**Aim of the exercise**
Look through the entries below, please, and copy every line with the word "since".

======

PR #2379, opened 2020-09-01
Experimental removal of Rubygems workarounds (3-9-maintenance)

pirj:
Due to unstable version resolution and lack of Ruby version constraints on older gemspecs in the Rubygems database, we had to manually declare versions to be used.

This has seemingly been fixed.

Related:
https://github.com/rubygems/rubygems/issues/3463
https://github.com/rubygems/rubygems.org/pull/2474
https://github.com/rubygems/rubygems/pull/2662

Let's see if it works now, and if the issue with IPv6 fallback is still the case.

PR #2380, opened 2020-09-01
Experimental removal of Rubygems workarounds (main branch)

pirj:
Due to unstable version resolution and lack of Ruby version constraints on older gemspecs in the Rubygems database, we had to manually declare versions to be used.

This has seemingly been fixed.

Related:
https://github.com/rubygems/rubygems/issues/3463
https://github.com/rubygems/rubygems.org/pull/2474
https://github.com/rubygems/rubygems/pull/2662

Let's see if it works now, and if the issue with IPv6 fallback is still the case.

### DIFF
--- a/Gemfile
+++ b/Gemfile
@@ -14,61 +14,30 @@ group :documentation do
   gem 'relish', '~> 0.7.1'
 end
 
-platforms :jruby do
-  gem "jruby-openssl"
-end
-
-case RAILS_VERSION
-when /main/
-  MAJOR = 6
-  MINOR = 0
-when /5-2-stable/
-  MAJOR = 5
-  MINOR = 2
-when /stable/
-  MAJOR = 6
-  MINOR = 0
-when nil, false, ""
-  MAJOR = 6
-  MINOR = 0
-else
-  match = /(\d+)(\.|-)(\d+)/.match(RAILS_VERSION)
-  MAJOR, MINOR = match.captures.map(&:to_i).compact
-end
-
-if MAJOR >= 6
-  gem 'selenium-webdriver', '~> 3.5', require: false
-  gem 'sqlite3', '~> 1.4', platforms: [:ruby]
-else
-  gem 'sqlite3', '~> 1.3.6', platforms: [:ruby]
-end
-
-gem 'ffi', '~> 1.9.25'
-
 gem 'rake', '~> 12'
-
-gem 'mime-types', "~> 3"
-
-if RUBY_VERSION.to_f < 2.3
-  gem 'capybara', '~> 3.1.0'
-elsif RUBY_VERSION.to_f < 2.4
-  gem 'capybara', '< 3.16'
-elsif RUBY_VERSION.to_f < 2.5
-  gem 'capybara', '< 3.33'
-else
-  gem 'capybara', '>= 2.13', '< 4.0', require: false
-end
-
-if MAJOR < 6
-  gem 'nokogiri', '1.9.1'
-else
-  gem 'nokogiri', '>= 1.10.8'
-end
-
-gem "rubyzip", '~> 1.2'
 
 if RUBY_VERSION.to_f >= 2.3
   gem 'rubocop', '~> 0.80.1'
+end
+
+gem 'capybara'
+
+MAJOR =
+  case RAILS_VERSION
+  when /5-2-stable/
+    5
+  when /main/, /stable/, nil, false, ''
+    6
+  else
+    /(\d+)[\.|-]\d+/.match(RAILS_VERSION).captures.first.to_i
+  end
+
+if MAJOR >= 6
+  # sqlite3 is an optional, unspecified, dependency and Rails 6.0 only supports `~> 1.4`
+  gem 'sqlite3', '~> 1.4', platforms: [:ruby]
+else
+  # Similarly, Rails 5.0 only supports '~> 1.3.6'. Rails 5.1-5.2 support '~> 1.3', '>= 1.3.6'
+  gem 'sqlite3', '~> 1.3.6', platforms: [:ruby]
 end
 
 custom_gemfile = File.expand_path('Gemfile-custom', __dir__)
--- a/Gemfile
+++ b/Gemfile
@@ -14,7 +14,7 @@ group :documentation do
   gem 'relish', '~> 0.7.1'
 end
 
-gem 'rake', '~> 12'
+gem 'rake', '> 12'
 
 if RUBY_VERSION.to_f >= 2.3
   gem 'rubocop', '~> 0.80.1'
--- a/example_app_generator/generate_app.rb
+++ b/example_app_generator/generate_app.rb
@@ -21,54 +21,40 @@ in_root do
   gsub_file 'Gemfile', /^.*\bgem 'rails.*$/, ''
   gsub_file "Gemfile", /.*web-console.*/, ''
   gsub_file "Gemfile", /.*debugger.*/, ''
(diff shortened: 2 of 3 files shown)


benoittgt:
Ouhao. Super happy if it is working.

pirj:
Ran the build several times, it's green apart from a [`mountable_engine?` failure](https://travis-ci.org/github/rspec/rspec-rails/jobs/723440858) that appears randomly in some builds jobs, but disappears on the second attempt.

[`3-9-maintenance`](https://github.com/rspec/rspec-rails/pull/2379) will probably be even more interesting.
I'll handle the other repos as well after those two.

JonRowe:
Have we seen the mountable_engine? failure on main yet? It must be related to #2372

Gemfile
```diff
@@ -14,63 +14,33 @@ group :documentation do
   gem 'relish', '~> 0.7.1'
 end
 
-platforms :jruby do
-  gem "jruby-openssl"
-end
+gem 'rake', '~> 12'
```
JonRowe, line 17: Why not `> 12`, 13 is out?

Gemfile
```diff
@@ -14,63 +14,33 @@ group :documentation do
...
+    5
+  when /main/, /stable/, nil, false, ''
+    6
+  else
+    /(\d+)[\.|-]\d+/.match(RAILS_VERSION).captures.first.to_i
+  end
+
 if MAJOR >= 6
-  gem 'selenium-webdriver', '~> 3.5', require: false
+  # Rails 6.0 specify '~> 1.4' directly in the adapter.
```
JonRowe, line 36: Do you mean `> 1.4?` Either way we should let Rails decide what version to use?

example_app_generator/generate_app.rb
```diff
@@ -21,54 +21,37 @@
...
   gsub_file "Gemfile", /.*web-console.*/, ''
   gsub_file "Gemfile", /.*debugger.*/, ''
-  gsub_file "Gemfile", /.*byebug.*/, "gem 'byebug', '~> 9.0.6'"
-  gsub_file "Gemfile", /.*puma.*/, ""
-  gsub_file "Gemfile", /.*gem..sqlite3.*/, "gem 'sqlite3', '~> 1.3.6'"
-  gsub_file "Gemfile", /.*bootsnap.*/, ""
-
-  if Rails::VERSION::STRING >= '5.0.0'
-    append_to_file('Gemfile', "gem 'rails-controller-testing'\n")
-  end
```
JonRowe, line 31: This should stay due to the "soft" 4.2 support

JonRowe: Nevermind, I see we're now adding it for all.

Gemfile
pirj: Isn't `~>` a different way to describe the same? When looking at the logs I had an impression it installs 13.0.something.

example_app_generator/generate_app.rb
pirj: You are actually right here. In our builds - sure, we don't need that condition. But for whoever decides to debug why RSpec doesn't work with their Rails 4.2 that will be a problem since `rails-controller-testing` [depends on Rails 5+](https://github.com/rails/rails-controller-testing/blob/v1.0.0/rails-controller-testing.gemspec#L21) (this is the first time I see `~> 5.x` syntax).

Going to revert this removal and add a comment.

Gemfile
pirj: The comment below makes no sense. When `sqlite3` 1.5.0 is out, it still matches the [Rails' requirement](https://github.com/rails/rails/blob/6-0-stable/activerecord/lib/active_record/connection_adapters/sqlite3_adapter.rb#L13).

But if it happens that `sqlite3` decides to jump straight to 2.0, our builds will be broken if we omit this constraint.

I'll fix the comment.

Gemfile
JonRowe: Oh of course, no points, `> 12` is clearer here, `~>` is usually used to install a point release

Gemfile
JonRowe: Sorry it was late when I wrote this, what I mean is if the Rails constraint is `~> 1.4` then this has no effect and can be removed. If the rails constraint is `> 1.4` then this has an effect but again I don't feel we should constrain this, we need to match Rails here.

JonRowe (approved):

Gemfile
pirj: Point is `sqlite3` is an optional Rails dependency, they only call `gem` when the adapter is set to `sqlite` in `config/database.yml`. But still they have a version constraint defined there, which Bundler has no awareness of, since it's outside of the `Gemfile`.

If we remove it, `sqlite3` won't be installed and the build would break.
If we remove the version constraint, the build will break for Rails 6.0 when (eventually, far in the future) `sqlite3` 2.0 is out.

JonRowe: Right ok, thats not clear from the comment at all.

Gemfile
```diff
@@ -14,63 +14,33 @@ group :documentation do
...
+  # This is to prevent breakages when `sqlite3` 2.0.0 is out.
```
JonRowe, line 37:
```suggestion
  # sqlite3 is a optional, unspecified, dependancy and Rails 6.0 only supports `~> 1.4`
```

Gemfile
```diff
@@ -14,63 +14,33 @@ group :documentation do
...
   gem 'sqlite3', '~> 1.4', platforms: [:ruby]
 else
+  # Rails 5.0 specify '~> 1.3.6', 5.1 and 5.2 - "~> 1.3", ">= 1.3.6" directly in the adapter.
```
JonRowe, line 40:
```suggestion
  # Similarly Rails 5.0 only supports '~> 1.3.6',  with 5.1 and 5.2 supporting "~> 1.3", ">= 1.3.6"
```

pirj:
All green, except for `mountable_engine?` failures. Restarted those jobs - now all green.

example_app_generator/generate_app.rb
JonRowe: Are you going to revert this?

pirj: Oops, moved it [down below](https://github.com/rspec/rspec-rails/pull/2380/files#diff-a8a7f2d3f06e0c6f9a7717dd8c7cb715R37). Let me quickly move it back.

pirj: Done.

JonRowe (approved):

Gemfile
```diff
@@ -14,63 +14,32 @@ group :documentation do
...
+  when /main/, /stable/, nil, false, ''
+    6
+  else
+    /(\d+)[\.|-]\d+/.match(RAILS_VERSION).captures.first.to_i
+  end
+
 if MAJOR >= 6
-  gem 'selenium-webdriver', '~> 3.5', require: false
+  # sqlite3 is an optional, unspecified, dependency and Rails 6.0 only supports `~> 1.4`
   gem 'sqlite3', '~> 1.4', platforms: [:ruby]
```
pirj, line 37: `example_app_generator/generate_app.rb` ends up with
```ruby
gem 'sqlite3'
```
in example_app's Gemfile. Why there's no version mismatch, and how the proper version is resolved is beyond my understanding.
I used a different approach for 3-9-maintenance branch, moved this selection to `Gemfile-rails-dependencies`, and added a statement to strip example_app's `Gemfile` from `gem 'sqlite3'`. https://github.com/rspec/rspec-rails/pull/2386/files#diff-8c3955be04b733dbd31e54e50844fb84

======

**Result**
pirj: You are actually right here. In our builds - sure, we don't need that condition. But for whoever decides to debug why RSpec doesn't work with their Rails 4.2 that will be a problem since `rails-controller-testing` [depends on Rails 5+](https://github.com/rails/rails-controller-testing/blob/v1.0.0/rails-controller-testing.gemspec#L21) (this is the first time I see `~> 5.x` syntax).
pirj: Point is `sqlite3` is an optional Rails dependency, they only call `gem` when the adapter is set to `sqlite` in `config/database.yml`. But still they have a version constraint defined there, which Bundler has no awareness of, since it's outside of the `Gemfile`.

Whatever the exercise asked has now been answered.